Both of these guys sent you down the right path for sure. And yes they are that good. I'm hoping to be as good as them soon. I smoke my turkey and all poultry at a higher temp about 300-330 for the skin to crisp up. But also like alex said about 40-45 alb should be a good referance time. Now I haven't made the gravey but it does sound really good too.


----------



## BandCollector (Nov 24, 2009)

You have been given some great advice.  Follow the instructions given above and your bird should come out perfectly.  If the bird is prepared properly there should be no problem with re-heating and serving a day later.

Good luck,  John


----------



## waytoodeep03 (Nov 24, 2009)

I saw on one site to heat the bird in the oven to 140 to bypass the bacteria stage and then put inside a hot smoker and smoke at 250 until it reaches 170 this way you can cook really large turkeys in a smoker without the risk of bacteria.

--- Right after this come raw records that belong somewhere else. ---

PR #808, opened 2026-03-20
Catch middleware runtime errors

### LINKED ISSUE #799: Return error when middleware fails
Currently, it hangs when there are errors in the middleware.

Noravee:
Fix #799 

## Problem
Errors raised during middleware instantiation are currently handled in the middleware factory. However, this does not cover errors that occur during middleware execution at runtime.

## Change
Add error handling in `RunContextRunnable.invoke_agent_chain()` to catch exceptions raised while running middleware.

## Rationale
Middleware execution can fail for a wide range of reasons depending on implementation and runtime context. To ensure robustness, we catch a broad `Exception` at this stage rather than limiting to specific error types.

### DIFF
--- a/.github/workflows/smoke.yml
+++ b/.github/workflows/smoke.yml
@@ -75,7 +75,6 @@ jobs:
           AZURE_OPENAI_API_KEY: ${{ secrets.AZURE_OPENAI_API_KEY }}
           AZURE_OPENAI_ENDPOINT: ${{ vars.AZURE_OPENAI_ENDPOINT }}
           OPENAI_API_VERSION: ${{ vars.OPENAI_API_VERSION }}
-          AGENT_TEMPORARY_NETWORK_UPDATE_PERIOD_SECONDS: 5
           AGENT_TOOL_PATH: "./neuro_san/coded_tools"
           PYTHONPATH: ${{ env.PYTHONPATH }}:.
         run: |
--- a/docs/agent_hocon_reference.md
+++ b/docs/agent_hocon_reference.md
@@ -685,6 +685,9 @@ For more details on tool extension, see the [Toolbox Extension Guide](./toolbox_
 
 For more information on tool schema, see the [toolbox_info_hocon_reference](./toolbox_info_hocon_reference.md).
 
+Note that an agent using `toolbox` cannot have a `tools` field. A toolbox agent executes code directly
+rather than calling an LLM, so it cannot invoke other tools as downstream agents.
+
 Example networks using tools from toolbox:
 
 - [date_time_timezone.hocon](../neuro_san/registries/date_time_timezone.hocon) which uses predefined
--- a/neuro_san/deploy/Dockerfile
+++ b/neuro_san/deploy/Dockerfile
@@ -289,14 +289,6 @@ ENV AGENT_HTTP_SERVER_INSTANCES=1
 # Logging period is specified in seconds.
 ENV AGENT_HTTP_RESOURCES_MONITOR_INTERVAL=0
 
-# If this value is specified and >0,
-# it will enable dynamic temporary network updates of the server agents
-# allowing CodedTools to reserve temporary networks via the Reservationist
-# interface, if the agent network hocon file specifically allows it for the tool.
-# Update will be done every AGENT_TEMPORARY_NETWORK_UPDATE_PERIOD_SECONDS seconds;
-# if value is not specified or <= 0, no such dynamic updates will be executed.
-ENV AGENT_TEMPORARY_NETWORK_UPDATE_PERIOD_SECONDS=0
-
 # Optional URL describing how the server is to be referenced by the outside world.
 # This is useful when a server is behind a load-balancer as part of a larger cluster.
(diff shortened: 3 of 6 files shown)


neuro_san/internals/run_context/langchain/core/run_context_runnable.py
```diff
@@ -186,6 +187,13 @@ async def invoke_agent_chain(self, inputs: Dict[str, Any], runnable_config: Dict
                     retries = retries - 1
                     exception = value_error
                     backtrace = traceback.format_exc()
+            # pylint: disable=broad-exception-caught
+            except Exception as exception_error:
+                # This catches any errors from running middlewares and also error from exceeding the recursion_limit.
+                self.logger.warning("retrying from Exception")
```
ofrancon: Are you sure you don't want to log the full exception here? 
I guess it will be logged as an error once the number of retries has been reached, but it could still be useful to log a little more context. At least the source of the exception: "RunContextRunnable: retrying from exception".
Not sure how frequently that happens, but I think I'd like to know a little more when I see `retrying from Exception` warnings in my logs

Noravee: The detail of the error will get return as ai message. The conversation can still be continue after this.

neuro_san/internals/run_context/langchain/core/run_context_runnable.py
```diff
@@ -186,6 +187,13 @@ async def invoke_agent_chain(self, inputs: Dict[str, Any], runnable_config: Dict
...
+                retries = retries - 1
+                exception = exception_error
+                backtrace = traceback.format_exc()
 
         output: str = self.parse_chain_result(chain_result, exception, backtrace)
         return_message: BaseMessage = AIMessage(output)
```
Noravee, line 205: Results from LLM, exception, and backtrace are returned as ai message.

neuro_san/internals/run_context/langchain/core/run_context_runnable.py
```diff
@@ -186,6 +187,16 @@ async def invoke_agent_chain(self, inputs: Dict[str, Any], runnable_config: Dict
                     retries = retries - 1
                     exception = value_error
                     backtrace = traceback.format_exc()
+            # pylint: disable=broad-exception-caught
+            except Exception as exception_error:
```
d1donlydfink, line 193: Hmmm. What I don't like about this broad exception catching is that we actually retry them.
Seems like these would most likely be real errors that are non-retry-able.
What do you think @Noravee ?

Exceeding recursion_limit I can see being retryable tho.
Is there a specific exception for this?

Noravee: Good point — I agree that retrying on a broad `Exception` is not ideal since most of these are likely non-retryable and could mask real issues.

I’ll update the logic so that generic exceptions are surfaced without retrying, and we only retry on explicitly allowed cases.

For the recursion limit case, there is a specific exception in `LangGraph`. However, since `Neuro-San` doesn’t directly depend on LangGraph, I’d prefer to avoid introducing that dependency just for exception handling.

Also, retries don’t really help in this case because the recursion limit counter isn’t reset—so it will fail again almost immediately even after retrying.

I’ll handle the recursion limit case separately in a follow-up PR.

In the meantime, I’m thinking of handling retryable errors more generically (e.g., detecting via error type/message). Open to suggestions if you think there’s a cleaner approach.

d1donlydfink: We could concievably create our own RetryableException which wraps another exception.
This could allow CodedTools and Middleware to signal that a particular kind of exception is retryable and that could be caught here separately.

As for cataloging by type/message - I think except for langchain and llm provider errors we already look for, we would have another catalog of errors to maintain. Not sure we should go there.

ofrancon: I like the idea of a `RetryableException`. Not sure how practical it would be. We could also have a simple static Util `isRetryableException(Exception e)` that returns a boolean. The implementation could be a simple as a look up table on the class name. But we could make it more specific if needed, e.g. looking at the message itself for a given Class.

neuro_san/internals/run_context/langchain/core/run_context_runnable.py
```diff
@@ -197,6 +198,17 @@ async def invoke_agent_chain(self, inputs: Dict[str, Any], runnable_config: Dict
...
+                # This catches any errors from running middlewares and also error form exceeding the recursion_limit.
+                self.logger.error("Got exception in  %s. Error: %s",
```
ofrancon, line 195: Thanks for the mode detailed log.

neuro_san/internals/run_context/langchain/core/run_context_runnable.py
d1donlydfink: My 2 cents: The RetryableException definition on our part would allow CodedTools to contribute their own sense of what should be retried at the framework level before giving up.  Think: Talking to a flaky web server (like GitHub! :) )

Does this sound like it could work?


----------



## alx (Nov 24, 2009)

Sounds like it could work.You could also smoke couple hours and put in a hot oven....Lots of folk smoke then fry turkeys....


----------



## roksmith (Nov 24, 2009)

Lots of good advice above.. a few key things..

1. Meat doesn't stopping smoke at 140, the process that causes the smoke ring does stop around that temp, but your meat will continue to take on flavor as long as you apply smoke. Good smoke please.. you don't need to be able to see the smoke to taste it. Creosote is not good BBQ.

2. When smoking any poultry, always go for a higher temperature. Lo and Slo applies to tough pieces of meat with lots of connective tissue to break down. Birds start off tender, so no need to take it slow. You can smoke them at the same temperature you would roast them in the oven.

3. Absolutely no problem transporting are reheating a bird.. the key is to get it thru the danger zone as quickly as possible both when cooling and reheating. The 40-140 degree zone is where the nasties thrive. So, if you plan on eating it the next day, cool it as soon as possible after cooking. don't let it sit on the counter cooling for couple of hours, then decide to chill it. Get that little guy chilled a fast as you can, and keep it below 40 degrees right up until you reheat for dinner.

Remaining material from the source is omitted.